Streaming abstractions are an excellent choice for stateful producers and consumers that require precise resource management. Consuming elements from a file or a database handler with streams is significantly safer. All models in streaming are lazy (they will only initialise resources when needed) and support prompt termination (the resources will be terminate immediately when they are no longer needed). This is guaranteed even when streaming pipelines raise exceptions.

Finally, streaming encourages implementation of small decoupled sources, sinks and flow that can be reused in a wide spectrum of situations.

How fast are Streams compared to other streaming models?

In short - fast (see for yourself). The Streaming.Stream module was designed to improve the most efficient iteration model currently available for OCaml, which is the so called "internal iterator" with the type ('a -> unit) -> unit. This iterator is related to the commonly available "iter" functions in the standard library.

Streams are a variant of internal iterators that add support for resource safety, early termination and avoid the need for mutations and exceptions in the combinators. In addition to that, they provide a similar performance profile.

What's the difference between Sources and Streams?

Both sources and streams produce values. The main difference is flow control: with sources, consumers of the elements are in charge of control; while with streams, it's the producers who drive the computation.
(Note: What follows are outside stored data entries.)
PR #239, opened 2022-09-07
DAB-CBOR Spec spelling correction

Winterhuman:
Corrects "limitaitons" to "limitations" in the DAG-CBOR spec page


RangerMauve (approved):
👍 Good catch, ty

This means that sources should be used for situations where the elements are requested on-demand, while streams are best suited for "reactive" inputs.

In general, streams offer better performance than sources for the most common operations (including concatenation) and offer integration with sinks and flows. On the other hand, sources are easier to create and support zipping.
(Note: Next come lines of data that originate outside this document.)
PR #254, opened 2022-11-23
Added initial prolly tree ADL Spec

RangerMauve:
This spec isn't 100% complete yet, but it's at a point where we have enough figured out that we can get some final feedback on the details from folks that have deep IPLD knowledge.

This is based on the first milestone of [this devgrant](https://github.com/ipfs/devgrants/pull/194).

We have an MVP implementation where we sketched some code up based on Dolt just to see if we could get it working with IPLD at all. It's here and it has some tess and methods of rendering trees to graphviz. 

Once we finish this spec we'll reimplement stuff based on the spec phrasing to make sure it's compliant (and expose as an ADL). https://github.com/kenlabs/ptree-bs/pull/1

On the TODO list is:
- [ ] Finalize the spec
  - [ ] Should we configure the hash functions used for chunking, if so how
  - [ ] How should we do hashing of keys for chunking, namely is the `value` necessary to be hashed and if so what sort of limitations do we have with "large" values.
  - [ ] How should we deal with (or should we even) nodes that end up > 2MiB
  - [ ] Final touchups
- [ ] fixtures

It is recommended to use sources to define decoupled producers that can be consumed with streams. Any source can become a stream, but the opposite is not so easy.

Why are all streaming types in this library abstract?
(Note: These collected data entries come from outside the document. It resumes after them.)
PR #264, opened 2023-01-06
fix: fix decode strictness links in dag-cbor spec

TripleDogDare:
Markdown links were backwards. Pretty straight-forward.

The @ipld/reviewers tag seems broken so I'm not sure if that still works and is the correct method for grabbing attention.


rvagg (approved):
thanks!

PR #284, opened 2023-05-06
Update dag-cbor spec.md - swap True and False (!)

DavidBuchanan314:
This swaps the values to match the definitions and ordering given in RFC-8949

https://datatracker.ietf.org/doc/html/rfc8949#fpnoconttbl2

I believe this was just a typo in the dag-cbor spec, and current implementations all do what RFC-8949 *actually* says (I think, I haven't checked exhaustively)


vmx (approved):
Good catch, thanks a lot!

rvagg (approved):
yeah, good catch, thanks!

PR #185, opened 2016-08-04
Transfering of whole request over scoring log

sibiryakov:


frontera/core/codec.py
```diff
@@ -76,11 +76,11 @@ def encode_request(self, request):
...
     @abstractmethod
-    def encode_update_score(self, fingerprint, score, url, schedule):
+    def encode_update_score(self, request, score, schedule):
         """
         Encodes update_score messages for scoring log stream.
 
-        :param str fingerprint: fingerprint in hex form
+        :param object request: Frontera Request object
         :param float score: score
         :param str url: A document url
```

Even though the core types in streaming are very simple, stable and have many nice properties, it is possible that the types might change in the future to support new functionality such as backpressure and concurrency. To avoid breaking changes, and until the library reaches the 1.0 milestone, the types are going to be abstract.

If you have a use-case that requires access to the internal type, please open an issue.

How can the net amount of entropy of the universe be massively decreased?

You should ask AC.
let answer () =
  let x = "84726982693273833265833289698432737883857070736773697" ^
          "8843268658465327079823265327769657873787170857632657883876982
  What if there was no space and time?" in
  let open Format in let (%^) = printf in
  let open Streaming in let open Stream in
  let (%)=fun f g x->f (g x) and
  (|/-)=(%^)"\027[1m\027[41m";"\\|/-"in let (//) x = (|/-)
    |> of_string
    |> interpose '\b' |> append '\b'
    |> cycle ~times:(Random.int 10)
    |> append x
    |> each (fun c -> "%c%!" %^ (Unix.sleepf 0.003; c)) in
  from @@ (let pull i =
      if i >= 114 then None
      else Some (String.sub x i 2, i + 2)
    in Source.make ~init:(fun () -> 0) ~pull ())
  |> via (Flow.map (char_of_int%int_of_string))
  |> into (Sink.each (//)); (%^) "\027[0m"

Troubleshooting

  • Incorrect Stream module - if you forget to open Streaming you might start using the Stream module from the standard library. This will result in Unbound value and type mismatch errors.
  • My stream pipeline never terminates - this indicates that one of your producers or transformers produces an infinite stream. Make sure that you are limiting the stream input with operations such as Streaming.Stream.take or Streaming.Stream.drop.

Acknowledgements

This library is based on ideas found in other libraries and research projects such as: Haskell's Pipes and Foldl libraries, Scala's ZIO Streams, Clojure's Transducers and the Iteratees streaming model by Oleg Kiselyov.